● **Problem requirements**: A line qualifies if it holds the string "clients". Copy every qualifying line from the records.
═════ Data records
PR #146, opened 2016-09-06
(DISCUSS) Fix #144:  Added clarification regarding concurrency keys running life-cycle calls

### LINKED ISSUE #144: Document concurrency levels for Active and Passiver ServerEntity APIs
There have been recent questions as to what exactly are the concurrency guarantees for methods on `ActiveServerEntity` and `PassiveServerEntity`.

Example questions:
* Are `connected` and `disconnected` calls serialised or concurrent?
* Are `connected` or `disconnected` calls concurrent or serialised with `invoke`?

I believe this is the kind of information that the Javadoc of the respective types should provide to help entity implementors understand under which guarantees they operate.

jd0-sag:
Posted as a starting-point for discussing these JavaDoc changes.  Once we feel as though this change is complete, we can merge it (potentially requiring some rebase since there are related discussions to start, as well).

### DIFF
--- a/entity-server-api/src/main/java/org/terracotta/entity/ActiveServerEntity.java
+++ b/entity-server-api/src/main/java/org/terracotta/entity/ActiveServerEntity.java
@@ -16,7 +16,6 @@
  *  Terracotta, Inc., a Software AG company
  *
  */
-
 package org.terracotta.entity;
 
 
@@ -25,23 +24,32 @@ package org.terracotta.entity;
  *  interaction, it has more capabilities than the corresponding passive.
  */
 public interface ActiveServerEntity<M extends EntityMessage, R extends EntityResponse> extends CommonServerEntity<M, R> {
-
   /**
-   * Indicate that the given client is now connected up to this ServerEntity.
+   * <p>Indicate that the given client is now connected up to this ServerEntity.</p>
+   * <p>This is called in response to a client-side fetchEntity() or the reconnect of a client which had previously fetched
+   *  the entity, after a server restart or fail-over.</p>
+   * <p>Note that this call is made on the {@link ConcurrencyStrategy#MANAGEMENT_KEY}, meaning that it is serialized with
+   *  respect to all other messages enqueued for the entity.</p>
    *
    * @param clientDescriptor client-side instance which connected
    */
   void connected(ClientDescriptor clientDescriptor);
 
   /**
-   * Notify the ServerEntity that the given client has disconnected.
+   * <p>Notify the ServerEntity that the given client has disconnected.</p>
+   * <p>This is called in response to a client closing its previously fetched entity or when a client disappears from the
+   *  cluster (due to a network failure, unexpected termination, etc).</p>
+   * <p>Note that this call is made on the {@link ConcurrencyStrategy#MANAGEMENT_KEY}, meaning that it is serialized with
+   *  respect to all other messages enqueued for the entity.</p>
    *
    * @param clientDescriptor client-side instance which disconnected
    */
   void disconnected(ClientDescriptor clientDescriptor);
   
   /**
-   * Invoke a call on the given entity.
+   * <p>Invoke a call on the given entity.</p>
+   * <p>Note that the thread used to make this call is determined by consulting the entity's ConcurrencyStrategy so it may be
+   *  called concurrently with other invokes.</p>
    *
    * @param clientDescriptor source instance from which the invocation originates.
    * @param message The message from the client
@@ -50,9 +58,11 @@ public interface ActiveServerEntity<M extends EntityMessage, R extends EntityRes
   R invoke(ClientDescriptor clientDescriptor, M message);
 
   /**
-   * Called during client reconnect to allow the client to pass arbitrary extra data to the server-side entity so it can
-   * rebuild any in-memory state it had, related to the connected client.
-   * Note that this is called AFTER connected() is called for this clientDescriptor.
+   * <p>Called during client reconnect to allow the client to pass arbitrary extra data to the server-side entity so it can
+   *  rebuild any in-memory state it had, related to the connected client.</p>
+   * <p>Note that this is called AFTER connected() is called for this clientDescriptor.</p>
+   * <p>Note that this call is made on the {@link ConcurrencyStrategy#MANAGEMENT_KEY}, meaning that it is serialized with
+   *  respect to all other messages enqueued for the entity.</p>
    * 
    * @param clientDescriptor The client-side instance which reconnected
    * @param extendedReconnectData Arbitrary data sent by the client-side instance to rebuild the server-side in-memory state 
@@ -60,10 +70,11 @@ public interface ActiveServerEntity<M extends EntityMessage, R extends EntityRes
   void handleReconnect(ClientDescriptor clientDescriptor, byte[] extendedReconnectData);
 
   /**
-   * Passes any information required to describe all entity data/state associated with the given concurrency key to a
-   * passive instance being synchronized to be consistent with the receiver.
+   * <p>Passes any information required to describe all entity data/state associated with the given concurrency key to a
+   *  passive instance being synchronized to be consistent with the receiver.</p>
    * 
-   * Note that this method is also run on the concurrencyKey specified, so it blocks other messages executed on that key.
+   * <p>Note that this method is also run on the concurrencyKey specified, so it blocks other messages executed on that
+   *  key.</p>
    * 
    * @param syncChannel The output channel to the passive
    * @param concurrencyKey The key of the data to be synchronized
--- a/entity-server-api/src/main/java/org/terracotta/entity/PassiveServerEntity.java
+++ b/entity-server-api/src/main/java/org/terracotta/entity/PassiveServerEntity.java
@@ -16,46 +16,57 @@
  *  Terracotta, Inc., a Software AG company
  *
  */
-
 package org.terracotta.entity;
 
 
 /**
- * The methods specifically supported by passive entities.  Note that a passive doesn't know anything about
- *  connected clients, nor can it return data to them.
- * Note that passive entities have no invoke response but we still accept the generic R so that accessors of the codec will
- * see a consistent type landscape.
+ * <p>The methods specifically supported by passive entities.  Note that a passive doesn't know anything about
+ *  connected clients, nor can it return data to them.</p>
+ * <p>Note that passive entities have no invoke response but we still accept the generic R so that accessors of the codec
+ *  will see a consistent type landscape.</p>
  */
 public interface PassiveServerEntity<M extends EntityMessage, R extends EntityResponse> extends CommonServerEntity<M, R> {
   /**
-   * Invoke a call on the given entity.  Note that passive entities can't return data to the client.
-   * This method is called both in the cases of normal client->server method invocation but also in the case of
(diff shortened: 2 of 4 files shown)


entity-server-api/src/main/java/org/terracotta/entity/ActiveServerEntity.java
```diff
@@ -25,23 +24,32 @@
  *  interaction, it has more capabilities than the corresponding passive.
  */
 public interface ActiveServerEntity<M extends EntityMessage, R extends EntityResponse> extends CommonServerEntity<M, R> {
-
   /**
    * Indicate that the given client is now connected up to this ServerEntity.
+   * This is called in response to a client-side fetchEntity() or the reconnect of a client which had previously fetched the
+   *  entity, after a server restart or fail-over.
+   * Note that this call is made on the MANAGEMENT_KEY, meaning that it is serialized with respect to all other messages
```
ljacomet: I would link to the `MANAGEMENT_KEY` javadoc here and in other comments.

entity-server-api/src/main/java/org/terracotta/entity/ActiveServerEntity.java
```diff
@@ -25,23 +24,32 @@
  *  interaction, it has more capabilities than the corresponding passive.
  */
 public interface ActiveServerEntity<M extends EntityMessage, R extends EntityResponse> extends CommonServerEntity<M, R> {
-
   /**
    * Indicate that the given client is now connected up to this ServerEntity.
+   * This is called in response to a client-side fetchEntity() or the reconnect of a client which had previously fetched the
```
ljacomet: I would use `<P>` and `</P>` to allow javadoc to render multiple paragraphs.

ljacomet:
Looks good to me - made a few comments on Javadoc format.

AbfrmBlr:
Would it be possible for platform to let entity know about the closure of the reconnect window.
What I understand now is that I can get invokes during the reconnect window. But is there a way for platform to tell that now reconnect window is closed and Entity will not get any `handleReconnect` calls going forward.

jd0-sag:
Updates made.  Take a look and see what you think.

@AbfrmBlr That is a different issue which should be discussed in its own context.

entity-server-api/src/main/java/org/terracotta/entity/PassiveServerEntity.java
```diff
@@ -16,46 +16,56 @@
...
    */
   void endSyncEntity();
 
   /**
-   * Called on concurrencyKey to notify the receiver that it is about to start receiving synchronization messages on this
-   * key.
+   * <p>Called on concurrencyKey to notify the receiver that it is about to start receiving synchronization messages on this
+   *  key.</p>
+   * <p>To clarify:  the concurrencyKey is both the argument (so the entity can logically act on it) but is also the key
+   *  where this call is executed.</p>
```
AbfrmBlr: The call to this methods is done for all concurrency keys returned by `ConcurrencyStrategy.getKeysForSynchronization`.
Is there any guarantee on the order of the keys to be synced. The  cache lifecycle operations are handled by an exclusive concurrency key `1`. Let's say if platform tries to sync other keys before `1`, the sync messages will fall flat on passive in absence of cache. The minimal thing that can work in this case is that either platform let's ehcache to specify a key that should be synced before any other syncing starts. or it allows entity to do initial state transfer during `startSyncEntity`.

jd0-sag: There is no order as the keys are expected to represent largely disjoint data.

I will have to think about the idea of being able to send a sync message before and/or after the rest of the sync, potentially on the MANAGEMENT_KEY since I could imagine these kinds of life-cycle use-cases being a reasonable pattern.

We might have to add something for that, but I will have to think through it.

entity-server-api/src/main/java/org/terracotta/entity/ActiveServerEntity.java
```diff
@@ -50,20 +58,23 @@
...
   /**
-   * Passes any information required to describe all entity data/state associated with the given concurrency key to a
-   * passive instance being synchronized to be consistent with the receiver.
+   * <p>Passes any information required to describe all entity data/state associated with the given concurrency key to a
+   *  passive instance being synchronized to be consistent with the receiver.</p>
    * 
-   * Note that this method is also run on the concurrencyKey specified, so it blocks other messages executed on that key.
+   * <p>Note that this method is also run on the concurrencyKey specified, so it blocks other messages executed on that
+   *  key.</p>
    *
```
albinsuresh: Do we need to add a note here that the invocation of this method could happen concurrently on different concurrency keys?

entity-server-api/src/main/java/org/terracotta/entity/PassiveServerEntity.java
```diff
@@ -16,46 +16,56 @@
...
 
   /**
-   * Called on concurrencyKey to notify the receiver that synchronization of this key is complete and no more
-   * synchronization messages will be received on that key.
+   * <p>Called on concurrencyKey to notify the receiver that synchronization of this key is complete and no more
+   *  synchronization messages will be received on that key.</p>
+   * <p>To clarify:  the concurrencyKey is both the argument (so the entity can logically act on it) but is also the key
+   *  where this call is executed.</p>
    */
   void endSyncConcurrencyKey(int concurrencyKey);
```
albinsuresh: Shouldn't we add a note here that `invoke` calls on a concurrencyKey will start only after this method has been completed for that same key? And that `invoke` calls on a concurrencyKey does not wait till entire sync is complete (`endSyncEntity(...)`) but can start immediately after the `endSyncConcurrencyKey(...)` invocation is complete for that key?

entity-server-api/src/main/java/org/terracotta/entity/PassiveServerEntity.java
chrisdennis: Since there is no structure available outside of the entities, there is always going to be structure within entities.  That implies that the data will almost never be a flat structure devoid of inter-dependencies.  In the presence of inter-dependencies its going to be very awkward to perform a passive sync without the ability to somehow control the order in which the passive sync data is sent.

jd0-sag: I can think of 2 ways to address that, then:

1. We do run a synchronization on `MANAGEMENT_KEY`, prior to the others (maybe a before and after).
1. We change the `ConcurrencyStrategy.getKeysForSynchronization()` to return a list (it is currently a set) and state that they are always synchronized serially, in the returned order.

Would either of those address this issue?

entity-server-api/src/main/java/org/terracotta/entity/ActiveServerEntity.java
jd0-sag: Yes, but only if we keep that as the current rule.  Some of the other discussion in this review might mean that we change that.  We will need to document that detail once we figure out which way we want it to go.

entity-server-api/src/main/java/org/terracotta/entity/PassiveServerEntity.java
jd0-sag: That is a good idea.  I will add a note about that in my next push (in a moment).

entity-server-api/src/main/java/org/terracotta/entity/PassiveServerEntity.java
myronkscott: Current behavior is to iterate sync in order and serially over the keys as presented by the entity implementor.  This is to minimize the impact of sync on client throughput.  The question is do we want to lock ourselves into this behavior.

ljacomet: See general comment on this point

ljacomet:
@myronkscott and I had a chat on this topic a week ago.

What about transforming the return type of `ConcurrencyStrategy.getKeysForSynchronization` to a type that would allow to express some structure in the way sync needs to happen.

For example, the current Ehcache use case would require one key to be synced first then all others could be synced in parallel (and thus any order).

So to make this more generic, I would see the return be something containing of a list of keys and a set of keys. With the contract that the list has to be processed in order and serially while the set content can be processed in parallel.

Wdyt? @chrisdennis Anything you can think of that would require such a scheme to be even more general? recursive maybe? more complex?

ChrisGreenaway:
It seems like a more general version of what Louis suggests would be to return a list of sets of keys.

The sets must be processed in the order specified by the outer list but, within each set, the order doesn't matter.

ljacomet:
@ChrisGreenaway Correct - that's what came up after discussing this topic with others yesterday.

So we would move to `List<Set<Integer>> getKeysForSynchronization()`.

@jd0-sag Can you add this in this PR or do you want me to open a separate one?

jd0-sag:
The concern that we have with this is how to handle the case of the same key being specified multiple times, in different sets. (since that would be **very** bad)

We are sort of wondering if we should just document this to state that the set will be iterated in its definition of "order" so that an entity which wants keys synchronized in a certain order should just use some kind of ordered set.

ljacomet:
I understand the concern. But it would break the entity and nothing else, right?

As for sticking with a single level `Set`, it seems to me that future optimisation - whether they effectively happen or not - are suddenly ruled out. And this feels bad, especially if it only is driven by _protecting_ the entity implementor.

One more question to this discussion: when passive sync starts and you process the first concurrency key, in which state are the others? let's say I have concurrency keys 1, 2, 3 and 4 to be processed in that order (to simplify the discussion). When processing 1, are 2,3 and 4 blocked or running? When processing 3, are 1, 2 and 4 blocked or running?

ChrisGreenaway:
I see several different solutions to this. Here are a couple:

1) There's no reason to make the getKeysForSynchronization() return type explicitly a List<Set<Integer>>. It could be a KeySyncSpec, which internally has a List<Set<Integer>> and enforces the contract that there are no duplicated integers.

2) The platform could check that there are no duplicates in the List<Set<Integer>>. This is only an O(N) operation. Often an entity is returning the same object every time (right?), so the platform need only check the first time.

jd0-sag:
Given that we have typically viewed the entity API as something we can change, in the future, do we want to over-design it in this particular way?  Shouldn't we just reflect the simplicity of the approach and worry about other approaches (which may be completely different) when/if we go down that road?

Part of the issue with validating the key set at runtime is that there is no good way of handling "you specified a strategy which overlaps itself".  It opens a door we can't reasonably handle in support a feature we don't have.

Regarding _other_ keys while one is syncing - only the key being synced is blocked.  This means that an entity can have a partially synced state so we don't stop everything across the cluster to wait for it to finish.

ljacomet:
@jd0-sag Regarding the syncing - that's interesting. In the context of the discussions about having dynamic concurrency key scopes for syncing, Ehcache would need to have the guarantee that between the request of the keys to sync and the syncing of the first of these, no operations happen.
Is that something which can be provided?

myronkscott:
A complete rewrite on the way passive sync works would need to happen in order to take advantage of the extra information a "List of Sets" provides.  This feels a bit like a premature optimization and I'm not sure parallel sync of keys would actually be better.  If we go that route, I think we should version the API when the passive sync rewrite happens.

jd0-sag:
Updated this to describe the keys as being synchronized in-order, one at a time.

PR #148, opened 2016-09-06
Fix #138: Clarify the implications of using something from one service in another

### LINKED ISSUE #138: Interaction between services
While developing state service, there was a need for services to interact among themselves. As of now, there is nothing in api which allows this. But it can be done by passing the `ServiceRegistry` reference at the entity level to the services using the `ServiceConfiguration`. As of now this works, since the api is not explicit about the interaction, will trying to get service using the service registry passed on to the entities be a problem. Or do we need an explicit boundaries defined about service registry usage.

jd0-sag:
-this also goes into some detail of how consumerID is used to allow a ServiceProvider to implement a basic namespacing of services but that this is the only implicit namespacing mechanism provided, meaning that an entity uses the same consumerID, no matter how many times it requests the service or who it shares the returned instance with

Posted as a starting-point for discussing these JavaDoc changes. Once we feel as though this change is complete, we can merge it (potentially requiring some rebase since there are related discussions to start, as well).

### DIFF
--- a/entity-server-api/src/main/java/org/terracotta/entity/ServiceRegistry.java
+++ b/entity-server-api/src/main/java/org/terracotta/entity/ServiceRegistry.java
@@ -16,24 +16,39 @@
  *  Terracotta, Inc., a Software AG company
  *
  */
-
 package org.terracotta.entity;
 
+
 /**
- * Registry which Entities interact with list of services provided by the platform. Services provided to entity might
- * be namespaced or not, depending on  service provider.
- *
- * @author twu
+ * <p>The registry given to entities so that they can look up the services hosted on the platform.</p>
+ * 
+ * <p>Note that the Service instances returned by this interface are not cached or interned, in any way (unless the
+ *  underlying ServiceProvider decides to add that functionality).  This means that multiple requests for the same service,
+ *  through the same registry, could return different instances.</p>
+ * 
+ * <p>ServiceProvider implementations see each call through a ServiceRegistry as originating from a specific consumerID,
+ *  which is per-entity.  Using this mechanism is how a service knows which entity is contacting it, no matter how many
+ *  instances of its underlying service were returned through repeated getService calls.  More information regarding
+ *  consumerIDs can be found in {@link ServiceProvider}.</p>
+ * 
+ * <p>Note about using services together:  Services are not explicitly granted access to each other as there would be no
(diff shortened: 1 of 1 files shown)


entity-server-api/src/main/java/org/terracotta/entity/ServiceRegistry.java
```diff
@@ -16,24 +16,38 @@
...
 /**
- * Registry which Entities interact with list of services provided by the platform. Services provided to entity might
- * be namespaced or not, depending on  service provider.
- *
- * @author twu
+ * The registry given to entities so that they can look up the services hosted on the platform.
+ * 
+ * Note that the Service instances returned by this interface are not cached or interned, in any way (unless the underlying
+ *  ServiceProvider decides to add that functionality).  This means that multiple requests for the same service, through the
+ *  same registry, will return different instances.
```
ChrisGreenaway: "will return different instances" is presumably not true if "the underlying ServiceProvider decides to add that functionality".

entity-server-api/src/main/java/org/terracotta/entity/ServiceRegistry.java
```diff
@@ -16,24 +16,38 @@
...
+ * 
+ * ServiceProvider implementations see each call through a ServiceRegistry as originating from a specific consumerID, which
```
ChrisGreenaway: Does this mean that an entity operating within one concurrency key will have the same consumerID as the same entity operating within a different concurrency key? Does that matter? Are consumerIDs used like concurrencyIDs to ensure thread safety in the service? If not, then why is it only possible to use services together when "the entity and calling service know that they aren't going to collide"?

entity-server-api/src/main/java/org/terracotta/entity/ServiceRegistry.java
ljacomet: Indeed - might be better to use _could_ instead of _will_

entity-server-api/src/main/java/org/terracotta/entity/ServiceRegistry.java
jd0-sag: consumerIDs are described in greater detail in ServiceProvider so I mentioned that as a link in this update.

jd0-sag:
Updated in response to comments.

jd0-sag:
This can be merged (unless any other changes require it to rebase, first).

PR #151, opened 2016-09-12
(DISCUSS) Create IStripeMonitoring interface for receiving monitoring data from a stripe

jd0-sag:
* this splits the way that monitoring data moves through the system into explicit "sender" and "receiver" components
* `IMonitoringProducer` is still used by an entity when it wants to send data to the monitoring implementation
* `IStripeMonitoring` is the new interface which must be implemented by the monitoring component in order to receive this data
* the `IStripeMonitoring` implementation will receive all monitoring data from the entire stripe, but only the instance running on the active will be given this information

### DIFF
--- a/monitoring-support/src/main/java/org/terracotta/monitoring/PlatformMonitoringConstants.java
+++ b/monitoring-support/src/main/java/org/terracotta/monitoring/PlatformMonitoringConstants.java
@@ -33,10 +33,6 @@ public class PlatformMonitoringConstants {
    */
   public static final String PLATFORM_ROOT_NAME = "platform";
   /**
-   * The name of the node in the tree which is the parent to all nodes representing connected servers.
-   */
-  public static final String SERVERS_ROOT_NAME = "servers";
-  /**
    * The name of the node in the tree which is the parent to all nodes representing connected clients.
    */
   public static final String CLIENTS_ROOT_NAME = "clients";
@@ -49,7 +45,8 @@ public class PlatformMonitoringConstants {
    */
   public static final String FETCHED_ROOT_NAME = "fetched";
   /**
-   * The name of the node in the tree which stores the name of the server's current state.
+   * The name of the node in the tree which stores the ServerState instance.
+   * This is a direct child of PLATFORM_ROOT_NAME.
    */
   public static final String STATE_NODE_NAME = "state";
 
@@ -57,10 +54,6 @@ public class PlatformMonitoringConstants {
    * The path of the platform node, for manipulating its children.
    */
   public static final String[] PLATFORM_PATH = {PLATFORM_ROOT_NAME};
-  /**
-   * The path of the platform's clients node, for manipulating its children.
-   */
-  public static final String[] SERVERS_PATH = {PLATFORM_ROOT_NAME, SERVERS_ROOT_NAME};
   /**
    * The path of the platform's clients node, for manipulating its children.
    */
--- a/standard-cluster-services/pom.xml
+++ b/standard-cluster-services/pom.xml
@@ -42,6 +42,11 @@
       <artifactId>packaging-support</artifactId>
       <version>${project.version}</version>
     </dependency>
+    <dependency>
+      <groupId>org.terracotta</groupId>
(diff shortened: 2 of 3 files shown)


jd0-sag:
Note that one of the other things I need to change in this PR (which I will probably make as a different commit, but in the same PR) is removing `PlatformMonitoringConstants.SERVERS_PATH`.  This doesn't really make sense if we are explicitly handling server data as parallel trees so I will probably replace this with specific paths for the server data we wanted to store.

mathieucarbou:
@jd0-sag : ok let us know. I would need some more info about `IStripeMonitoring `: do you mean that the monitoring service implementation will need to implement `IStripeMonitoring `, or that the monitoring service must also supply a service of type `IStripeMonitoring `, that will be responsible of receiving all the entire stripe data ?

Also, I don't really get the real difference between `IStripeMonitoring` and `iMonitoringProducer`. Especially: if `IStripeMonitoring` is "provided as a service", what prevents en entity to request a `IStripeMonitoring` and do some calls ?

jd0-sag:
This means that the service you would be providing needs to implement `IStripeMonitoring` _instead_ of `IMonitoringProducer`.

While nothing would prevent an entity from reaching into `IStripeMonitoring`, directly, it wouldn't make sense to call it directly since the entity doesn't have the server identifier.  They should continue to use `IMonitoringProducer`, as they currently do.

The simplest way to think of it is that the platform places a shim between these 2 interface to provide the extra per-server identification for each call passing through (that is literally what it does on the active while the passive does that but also involves the network).

mathieucarbou:
ok!

About `PlatformMonitoringConstants.SERVERS_PATH`: I see our code heavily depends on that, and the fact that `addNode(PlatformMonitoringConstants.SERVERS_PATH, PlatformServer)` is called.

As I understand know, there won't be any `SERVERS_PATH` ? So...

- what would be the paths used to expose server information (and especially the state) ?
- what interface will be used to expose server information and by who ? I.e. in our implementation, we listen for some platform paths to generate events. So Do we need to listen only in `IStripeMonitoring ` ? What I mean is: do `IMonitoringProducer` is a simple delegate to a `IStripeMonitoring ` on teh smae stripe ? Do we only need to implement `IStripeMonitoring` and when providng a `IMonitoringProducer`, we return an implementation working on the right server and delegating to a `IStripeMonitoring` ?

jd0-sag:
My plan is to replace `PlatformMonitoringConstants.SERVERS_PATH` with 2 new path constants:  one for the `PlatformServer` and one for the `ServerState`.

You will _only_ be producing an implementation of `IStripeMonitoring`, no longer providing anything related to `IMonitoringProducer` since it will now just be this internal shim.  It will work the same way, except that there is an additional argument for the sending server.

jd0-sag:
I added the commit to change the path constants.

jd0-sag:
Some things from discussions today:

* Given that we already need some kind of token to identify a server, we should probably use `PlatformServer`, directly, since that is already defined as part of the tc-apis for monitoring
* If we want to use `PlatformServer`, we will also need some basic life-cycle methods so we know when each one is valid and what it means, at a high level (since this information otherwise requires sniffing through the platform's monitoring tree paths):  `serverDidBecomeActive()` (called once, before any other methods, when the server first becomes active), `serverDidJoinStripe()` (called whenever another server joins the stripe - not the active), `serverDidLeaveStripe()` (called whenever a server leaves the stripe)
* This means that we can remove the now-redundant `PlatformServer` instance from the monitoring tree

In the future, we may want to create other methods to replace the need for `PlatformMonitoringConstants`, entirely.  Given that this new interface is specifically intended to be called by the active server, only, it seems reasonably appropriate.  Whether that is done at all, done as a change to this interface, or done as an entirely different one, is a different matter to discuss in the future.

jd0-sag:
I have a prototype of this change working so I updated the commits in the PR.

Of specific note is that the life-cycle calls MUST be only ever delivered on consumerID 0.  This is because the `ServiceProvider` doesn't expose an interface, only its provided services do.  These are always per-consumerID, so we need to define a specific receiver for this "special" calls.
══════════
● **Output**:
- *  connected clients, nor can it return data to them.
+ *  connected clients, nor can it return data to them.</p>
    * The name of the node in the tree which is the parent to all nodes representing connected clients.
   public static final String CLIENTS_ROOT_NAME = "clients";
-   * The path of the platform's clients node, for manipulating its children.
    * The path of the platform's clients node, for manipulating its children.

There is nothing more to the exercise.